Fleur. Fleurons hermaphrodites dans le disque & à la circonférence, en forme d’entonnoir. Ils sont rassemblés dans une enveloppe commune B, composée d’un seul rang de folioles longues, étroites, garnies d’une écaille C à leur base. D représente un fleuron plus gros que de grandeur naturelle.

Fruit. Semences E, solitaires, oblongues, placées dans le calice sur un réceptacle plane, couvert de lames concaves.

Feuilles, simples, étroites, à quatre côtés, ressemblant à celles du cyprès par leur forme, & non par leur couleur.

Racine A, ligneuse, rameuse.

Lieu. Très-commun dans les provinces méridionales de France ; il y fleurit.

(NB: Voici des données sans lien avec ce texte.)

PR #370, opened 2025-01-17
Add clarity for the large pool of buffers and the GetBuffer method pertaining to the .NET max array length

campbell-reid-displayr:
I found this sentence unclear, but after looking through the code, it made more sense. I thought it may be helpful to add context to clear up any misunderstandings.


campbell-reid-displayr:
@benmwatson

benmwatson (approved):

PR #406, opened 2025-11-28
Switch MemoryStreamDoubleDispose event level from Critical to Verbose

### LINKED ISSUE #394: Consider changing log severity of double dispose so not critical
I think to make the library closer to a drop in replacement to MemoryStream it would be good if double dispose wasn't logged as a critical, maybe information instead.

I understand the rationale for logging it and agree that it's useful, but given that double dispose is explicitly called out as being fine in the Stream docs, Asp.Net Core double disposes returned streams, and there's no negative impact in practice, I think critical seems like an overly severe categorisation.

See also https://github.com/dotnet/aspnetcore/issues/59514

I can manually filter/modify the logs for my app, but seems like something to consider changing in the library?

inklesspen1rus:
Multiple disposes are common thing in .NET. MSDN says that too:

> [Dispose()](https://learn.microsoft.com/en-us/dotnet/api/system.componentmodel.component.dispose?view=net-8.0#system-componentmodel-component-dispose) can be called multiple times by other objects. ([link](https://learn.microsoft.com/en-us/dotnet/api/system.io.stream.dispose?view=net-8.0#system-io-stream-dispose))

> To help ensure that resources are always cleaned up appropriately, a [Dispose](https://learn.microsoft.com/en-us/dotnet/api/system.idisposable.dispose) method should be idempotent, such that it's callable multiple times without throwing an exception. Furthermore, subsequent invocations of [Dispose](https://learn.microsoft.com/en-us/dotnet/api/system.idisposable.dispose) should do nothing. ([link](https://learn.microsoft.com/en-us/dotnet/standard/garbage-collection/implementing-dispose))

> You should be safe to call it more than once, though you should probably avoid it if you can. (community, [link](https://stackoverflow.com/a/5306896/31094731))

Critical events may spuriously fill up event log with critical events while operations like that aren't even logical error.

So I switched it's event level to `Verbose`. I don't think there are reasons to use Information for events like that, when AspNetCore [disposes streams twice](https://github.com/microsoft/Microsoft.IO.RecyclableMemoryStream/issues/394).

Closes #394

### DIFF
--- a/README.md
+++ b/README.md
@@ -211,7 +211,7 @@ You can optionally configure the `RecyclableStreamManager.ThrowExceptionOnToArra
 | -----|-------|-------------|
 | MemoryStreamCreated | Verbose | Logged every time a stream object is allocated. Fields: `guid`, `tag`, `requestedSize`, `actualSize`. |
 | MemoryStreamDisposed | Verbose | Logged every time a stream object is disposed. Fields: `guid`, `tag`, `allocationStack`, `disposeStack`. |
-| MemoryStreamDoubleDispose | Critical | Logged if a stream is disposed more than once. This indicates a logic error by the user of the stream. Dispose should happen exactly once per stream to avoid resource usage bugs. Fields: `guid`, `tag`, `allocationStack`, `disposeStack1`, `disposeStack2`. |
+| MemoryStreamDoubleDispose | Verbose | Logged if a stream is disposed more than once. This indicates a logic error by the user of the stream. Dispose should happen exactly once per stream to avoid resource usage bugs. Fields: `guid`, `tag`, `allocationStack`, `disposeStack1`, `disposeStack2`. |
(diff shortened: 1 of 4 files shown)


benmwatson:
I'm convinced. I just checked and internally, we don't even track this metric. Verbose makes sense. 

However, I think you should make one more modification. See code review comment.

benmwatson (changes requested):
The `Dispose(bool)` method call is grabbing a stack trace, and this will only make sense now if Verbose logging is enabled. Can you modify the code like this in `Dispose`?

```csharp
if (this.memoryManager.options.GenerateCallStacks && Events.Log.IsEnabled(EventLevel.Verbose))
...
```

benmwatson (approved):

jeroenhabets:
@benmwatson quick question: will this project still publish NuGet releases, any time soon? Including for this (minor) improvement?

Propriétés. Plante âcre, amère, d’une odeur forte, stomachique, vermifuge, diurétique. Les feuilles échauffent beaucoup, font souvent mourir les vers lombricaux, cucurbitains & ascarides. Elles sont indiquées pour les pâles couleurs, pour les fleurs blanches sans disposition inflammatoire, & avec foiblesse des forces vitales ; dans l’ictère essentiel, exempt de spasmes, dans le météorisme sans penchant vers l’inflammation. Elles excitent la sueur, lorsque le corps y est disposé ; souvent elles constipent & donnent des coliques aux enfans.

Usage. On donne les feuilles sèches, depuis une demi-drachme jusqu’à une once, en infusion dans six onces d’eau. La décoction est de demi-once pour les animaux sur une pinte de fluide.

On avoit appelé cette plante garde-robe, parce qu’on lui supposoit d’empêcher les teignes de ronger les étoffes de laine. Du savon produiroit un effet plus sûr ; j’en ai la preuve.